* Task objective
Filter the data below for the string "filters" and copy each matching line.

* Records to process

▽

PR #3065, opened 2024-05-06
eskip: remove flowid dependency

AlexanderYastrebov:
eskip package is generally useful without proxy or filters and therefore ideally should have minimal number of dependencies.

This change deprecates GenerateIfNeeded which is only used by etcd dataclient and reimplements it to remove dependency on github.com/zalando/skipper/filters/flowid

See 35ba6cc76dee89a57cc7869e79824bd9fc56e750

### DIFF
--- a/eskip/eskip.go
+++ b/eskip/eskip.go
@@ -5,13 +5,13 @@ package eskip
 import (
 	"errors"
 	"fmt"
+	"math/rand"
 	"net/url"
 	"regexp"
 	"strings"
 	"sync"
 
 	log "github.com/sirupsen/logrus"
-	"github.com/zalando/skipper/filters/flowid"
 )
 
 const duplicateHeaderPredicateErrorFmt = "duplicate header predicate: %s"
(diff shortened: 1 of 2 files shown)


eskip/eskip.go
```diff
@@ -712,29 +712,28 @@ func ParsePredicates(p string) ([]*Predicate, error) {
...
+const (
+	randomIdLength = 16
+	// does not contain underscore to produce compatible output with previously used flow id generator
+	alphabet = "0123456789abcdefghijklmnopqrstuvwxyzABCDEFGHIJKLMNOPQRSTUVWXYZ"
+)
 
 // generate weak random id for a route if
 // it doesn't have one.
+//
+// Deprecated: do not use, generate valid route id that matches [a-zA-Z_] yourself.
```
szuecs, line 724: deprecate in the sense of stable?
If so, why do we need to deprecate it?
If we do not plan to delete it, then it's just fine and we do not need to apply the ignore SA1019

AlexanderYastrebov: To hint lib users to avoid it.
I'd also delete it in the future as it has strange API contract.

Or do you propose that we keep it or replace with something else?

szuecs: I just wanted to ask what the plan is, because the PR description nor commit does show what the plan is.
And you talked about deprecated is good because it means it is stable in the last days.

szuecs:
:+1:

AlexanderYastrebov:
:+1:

△

* Answer section
eskip package is generally useful without proxy or filters and therefore ideally should have minimal number of dependencies.
This change deprecates GenerateIfNeeded which is only used by etcd dataclient and reimplements it to remove dependency on github.com/zalando/skipper/filters/flowid
-	"github.com/zalando/skipper/filters/flowid"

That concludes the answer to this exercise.